This is an official repo for the NeurIPS 2025 Spotlight paper, "Debate or Vote: Which Yields Better Decisions in Multi-Agent Large Language Models?" by Hyeong Kyu (Froilan) Choi, Xiaojin (Jerry) Zhu, and Yixuan (Sharon) Li.
(1) Setup environment
conda env create -f environment.yaml
conda activate venv
(2) Setup Huggingface API
You need to have a huggingface account with a corresponding API credentials saved under a file named token. It should contain a single line of the token string.
(3) Setup Directories
Create an output folder:
mkdir out
The experiment commands for each dataset are provided in scripts/.
For each experiment, you will need to set up a directory to load the LLM parameters and datasets. To do that, add the --data_dir and --model_dir arguments to the command with your own directories.

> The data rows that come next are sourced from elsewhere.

PR #196, opened 2022-02-24
Add property tests for LinInterp

bartgol:
## Motivation

So far, the unit test for LinInterp relied completely on BFB comparison against a "trusted" f90 implementation, specifically created for the unit test. However, there was no property test for the interpolation procedure.

This PR adds the following property tests

* Interpolation to same grid returns the same values of the input.
* Interpolation to grid midpoints gives the average of the input.
* Interpolation to a subsampled grid returns the subsample of the input.
* Interpolation to a a grid whose range is contained in the range of the input grid does not create new extrema.
  
NOTE: all tests are performed only for the TeamThreadRange case.

## E3SM Stakeholder Feedback

In SCREAM, we are tracking down a bug, where an interpolated field ends up being outside the bounds of the input field (despite the grid being the same). These tests allow to rule out bugs in the LinInterp routines.
## Testing

This PR is essentially just adding new tests, as described above.

### DIFF
--- a/tests/algorithm/lin_interp_test.cpp
+++ b/tests/algorithm/lin_interp_test.cpp
@@ -602,7 +602,7 @@ TEST_CASE("lin_interp_monotone", "lin_interp") {
   };
 
   // Mini lambda, to get min-max of a scalarized subview
-  using col_type = decltype(get_col(std::declval<packed_view_2d>(),0));
+  using col_type = decltype(get_col(std::declval<packed_view_2d::HostMirror>(),0));
   auto minmax = [](const col_type& v) -> std::pair<Real,Real> {
     std::pair<Real,Real> minmax {v[0],v[0]};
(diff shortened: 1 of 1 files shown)


bartgol:
@jgfouca Perhaps I do not get the point of the F90 implementation, but if it only served the purpose of giving a "gold reference", maybe we can purge it, now that we have more intrinsic tests (perhaps after adding a few more)?

jgfouca (approved):
Good tests! Thanks!

jgfouca:
@bartgol , 

> but if it only served the purpose of giving a "gold reference", maybe we can purge it

Yes, that was the only reason it got added to the repo. The testing is cheap so I'd be inclined to keep it just so we know when the behavior of the CXX impl changes such that it's not BFB.

jgfouca (approved):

For example, to run the arithmetics dataset on Qwen2.5-7B-Instruct, run
CUDA_VISIBLE_DEVICES=0 python src/main.py --model qwen2.5-7b --num_agents 5 --data arithmetics --data_size 100 --debate_rounds 5 --data_dir [your_directory] --model_dir [your_directory]
To run Sparse MAD or Centralized MAD, add --sparse or --centralized to the command. To run heterogeneous agent settings, add --multi_persona.
@inproceedings{choi2025debate,
title={Debate or Vote: Which Yields Better Decisions in Multi-Agent Large Language Models?},
author={Choi, Hyeong Kyu and Zhu, Xiaojin and Li, Sharon},
booktitle={Advances in Neural Information Processing Systems},
year={2025}
}
This work is released under the MIT License.